Studies of intravenous thrombolytic therapy in acute ischemic stroke with ICA occlusion

Study Treatment Patients, n Favorable outcome, definition Favorable outcome, n (%) Mortality, n (%) sICH, n (%)
ICARO 17, 2012 IV tPA within 4.5 h 253 mRS 0–2 at 3 mo. 73 (29) 65 (26) 12 (5)
ICARO-2 18, 2012 IV tPA within 4.5 h 134 mRS 0–2 at 3 mo. 43 (32.1) 30 (22.4) 8 (5.8)
ICARO-3 26, 2015 IV tPA within 4.5 h 324 mRS 0–2 at 3 mo. 89 (27.4) 75 (23.1) n.a.
EPITHET 16, 2010 IV tPA within 6 h 13 mRS 0–2 at 3 mo. 0 (0) n.a. n.a.
CLOTBUST 22, 2007 IV tPA within 3 h 25 mRS 0–2 at 3 mo. 5 (20) 7 (28) 3 (12)
Endo 3, 1998 IV UK or tPA within 6 h 12 mRS 0–2 at 1 mo. 0 (0) 9 (75) 0 (0)

UK = Urokinase; mo = months; n.a. = not available.

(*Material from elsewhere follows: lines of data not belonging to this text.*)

PR #2663, opened 2024-11-02
Updates and refactoring of YAMLScript 0.1.82

ingydotnet:
This was pinned to 0.1.56, now 0.1.82.

We take advantage of new additions to make the inputs even cleaner.

Generated `config.yml` file remains unchanged (as required for any refactoring).

### DIFF
--- a/.circleci/workflows/build-test.yaml
+++ b/.circleci/workflows/build-test.yaml
@@ -1,44 +1,30 @@
+!yamlscript/v0/
+
+requires-checkout =::
+  requires:
+  - checkout
+
+requires-build =::
+  requires:
+  - build
+
+
 jobs:
 - checkout:
     filters:
       tags:
         ignore: /^v\d+\.\d+\.\d+-?.*/
 
-- prettier-check:
-    requires:
-    - checkout
+- prettier-check:: requires-checkout
+- test-grammar::   requires-checkout
+- build::          requires-checkout
 
-- test-grammar:
-    requires:
-    - checkout
-
-- build:
-    requires:
-    - checkout
-
-- eslint-check:
-    requires:
-    - build
-
-- test-cljslib:
-    requires:
-    - build
-
-- test-integration:
-    requires:
-    - build
-
-- test-e2e:
-    requires:
-    - build
-
-- test-e2e-sub-projects:
-    requires:
-    - build
-
-- test-ts-unit:
-    requires:
-    - build
+- eslint-check::          requires-build
+- test-cljslib::          requires-build
+- test-integration::      requires-build
+- test-e2e::              requires-build
+- test-e2e-sub-projects:: requires-build
+- test-ts-unit::          requires-build
 
 - marketplace-preview-publish:
     requires:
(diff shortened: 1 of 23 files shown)


ingydotnet:
This work uncovered a bug in 0.1.81 which has been fix, but not released. 
Merging this should not be done until 0.1.82 is released. Scheduled for 2024/11/03.

ingydotnet:
YAMLScript 0.1.82 has been released, and tested to work with this PR.

Ready for review.

.circleci/workflows/build-test.yaml
```diff
@@ -1,44 +1,30 @@
...
-
-- test-ts-unit:
-    requires:
-    - build
+- eslint-check::          requires-build
+- test-cljslib::          requires-build
+- test-integration::      requires-build
+- test-e2e::              requires-build
+- test-e2e-sub-projects:: requires-build
+- test-ts-unit::          requires-build
```
PEZ: This is sweet! Just a question: Would it be possible to make the required job an argument somehow? Not saying we should do it, just wondering.

.circleci/workflows/release-publish.yaml
```diff
@@ -1,91 +1,59 @@
...
+    ignore: /.*/
+  tags:
+    only: /^v\d+\.\d+\.\d+-?.*/
+
+# XXX This might not be required to differ from default-filters
+default-filters-2 =::
+  branches:
+    ignore: /.*/
+  tags:
+    only: /^v\d+\.\d+\.\d+$/
```
PEZ: I think the names of these filters could be `prerelease-filter` and `release-filter`.

PEZ (commented):
LGTM. I only had one small comment on the naming of the tag filters.

.circleci/workflows/build-test.yaml
ingydotnet: https://gist.github.com/ingydotnet/1f8b535cc3e157a6835ec21406c0914d#file-gistfile1-txt-L32-L34
shows 2 possible ways to do it differently (both keeping definitions to single lines).

You could predefine a `requires` fn that takes an arg,
or you could predefine nothing and just use YAML flow syntax.

Might be best to just stick with YAML syntax here as nothing very interesting is happening that really requires a function.

ingydotnet: See 2082ad149

.circleci/workflows/release-publish.yaml
ingydotnet: See f694be9e2
I made comments on the prerelease regex.
I won't change the regex for this PR, since it's a refactoring and should cause no normative changes.

PEZ: Yeah, I think I may have just wanted to hint at the intention. Seems right to make it actually stop malformed release tags like you suggest. But later, of course.

The naming could probably be clearer still. Like `include-prerelease-tags` and `only-release-tags`, or something. But we can do that later as well.

PEZ:
Thanks for doing this! 🙏 ❤️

The increased death rates associated with thrombolytic treatment have been attributed to several factors. First, patients with ICA occlusion generally have a large infarcted territory surrounded by a large edema, which may deteriorate by thrombolytic treatment. Second, edema formation and enlarged developing infarcts may be exacerbated by force reperfusion of the irreversibly damaged tissue.

Meanwhile, the ICARO-2 study [18], for which data were collected in the SITS-ISTR, found that mortality was 2-fold higher in patients with extracranial ICA (eICA) occlusion compared to patients without eICA occlusion, even when both of them were treated with IV rt-PA within 4.5 h (table 1). Furthermore, more than 70% of the patients with carotid occlusion had a mRS score >3 at 90 days. The higher mortality seems to be due to the intrinsic pathophysiology of carotid occlusion because patients with eICA occlusion had a more severe stroke compared to patients without eICA occlusion (mean NIHSS score of 15 on admission compared to 12).

Several factors may influence the outcomes of IV rt-PA treatment among patients with ICA occlusion. First, experimental studies have shown that effective delivery and distribution of thrombotic drug into the clot may accelerate fibrinolysis because the fibrinolysis rate depends on the pressure gradient to which the clot is exposed [19]. Acute ICA occlusion leads to a regional decrease in cerebral perfusion pressure, which may not only hamper middle cerebral artery (MCA) clot dissolution but also cause hemodynamic instability, increasing the probability of rethrombosis after incomplete recanalization [20]. Second, in acute ICA occlusion of the tandem distal occlusion type, the presence of an ipsilateral MCA occlusion is generally caused by artery-to-artery embolism, with a platelet-rich, lytic-resistant clot proceeding from the carotid plaque. Platelet-rich clots have been shown to have a poorer propensity for lysis with rt-PA compared to fibrin-rich clots [21]. Third, because of the high clot burden and poor collateral circulation, functional ICA-T [extra- and/or intracranial occlusion of the ICA extended into both the anterior cerebral artery (ACA) A1 and MCA M1] occlusions show poor response to IV thrombolysis [22]. These data suggest that patients with ICA obstruction may be potential candidates for trials using other reperfusion strategies, such as IAT or thrombectomy assisted by carotid stenting.

IA Therapy

With the advancement in stent retrievers, the recanalization rates in patients with ICA occlusion are increasing. It is foreseeable that endovascular therapy will be recommended in future guidelines [23, 24]. However, the proportion of patients with acute carotid occlusion concurs between 13 and 44.1% in five positive randomized controlled trials [5, 6, 7, 8, 9]. Up to date, multiple nonrandomized case series reported different results with regard to outcomes and complication in IA therapy for acute ICA occlusion [10, 11, 12]. In 2002, Zaidat et al. [4] reported a small case series of 18 patients with acute occlusion of the distal ICA (‘T’ occlusion) who presented within 6 h after symptom onset and were treated by IA or IV/IA therapy. Complete recanalization (62 vs. 80.0%, p = n.s.) and favorable outcome (mRS score 0–1) at 3 months (15.4 vs. 40.0%, p = n.s.) did not reach significant difference between the two groups. However, the total mortality rate was 50% higher in the whole group (9/18; including IA and IV/IA therapy), even half of the patients.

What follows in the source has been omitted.